TASK ITEM:
What follows is a set of records, each of which is to be written out exactly.

*** Opening EXERCISE INPUTS ***

PR #5635, opened 2025-01-22
test: initial powershell test for windows nodes

timmy-wright:
**What type of PR is this?**

/kind chore

This PR adds some e2e tests for Windows VHDs and some infrastructure code to execute arbitrary commands on a windows VHD as part of the e2e tests. It's got some - currently unused - code to check kubelet command line params as well, that's still in progress, but I want it checked in so I don't loose it.

Note that to do this, I had to change the execOnVm method to not add "sudo" to every command executed on the VM. That broke Windows tests because sudo is not a powershell command. Now the sudo is part of each test - which is probably cleaner. It seems that some existing linux tests prob didn't need to run sudo, but I didn't want to check each one just in case it was necessary.

Fixes #

**Requirements**:

- [ ] includes documentation
- [ ] adds unit tests

**Release note**:

```
none
```


e2e/scenario_win_test.go
```diff
@@ -28,7 +36,10 @@ func Test_Windows2022Containerd(t *testing.T) {
 			VHD:             config.VHDWindows2022Containerd,
 			VMConfigMutator: func(vmss *armcompute.VirtualMachineScaleSet) {},
 			BootstrapConfigMutator: func(configuration *datamodel.NodeBootstrappingConfiguration) {
-
+			},
+			Validator: func(ctx context.Context, s *Scenario) {
+				ValidateFileHasContentWindows(ctx, s, "/k/kubeletstart.ps1", "--container-runtime=remote")
```
cameronmeissner, line 41: it would be cool if each validator provided a windows and linux implementation which could be called here, something like: `ValidateFileHasContent.Powershell(...)` and `ValidateFileHasContent.Bash(...)` or similar

e2e/scenario_win_test.go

*** Closing EXERCISE INPUTS ***

RESULT BELOW:
PR #5635, opened 2025-01-22
test: initial powershell test for windows nodes

timmy-wright:
**What type of PR is this?**

/kind chore

This PR adds some e2e tests for Windows VHDs and some infrastructure code to execute arbitrary commands on a windows VHD as part of the e2e tests. It's got some - currently unused - code to check kubelet command line params as well, that's still in progress, but I want it checked in so I don't loose it.

Note that to do this, I had to change the execOnVm method to not add "sudo" to every command executed on the VM. That broke Windows tests because sudo is not a powershell command. Now the sudo is part of each test - which is probably cleaner. It seems that some existing linux tests prob didn't need to run sudo, but I didn't want to check each one just in case it was necessary.

Fixes #

**Requirements**:

- [ ] includes documentation
- [ ] adds unit tests

**Release note**:

```
none
```


e2e/scenario_win_test.go
```diff
@@ -28,7 +36,10 @@ func Test_Windows2022Containerd(t *testing.T) {
 			VHD:             config.VHDWindows2022Containerd,
 			VMConfigMutator: func(vmss *armcompute.VirtualMachineScaleSet) {},
 			BootstrapConfigMutator: func(configuration *datamodel.NodeBootstrappingConfiguration) {
-
+			},
+			Validator: func(ctx context.Context, s *Scenario) {
+				ValidateFileHasContentWindows(ctx, s, "/k/kubeletstart.ps1", "--container-runtime=remote")
```
cameronmeissner, line 41: it would be cool if each validator provided a windows and linux implementation which could be called here, something like: `ValidateFileHasContent.Powershell(...)` and `ValidateFileHasContent.Bash(...)` or similar

e2e/scenario_win_test.go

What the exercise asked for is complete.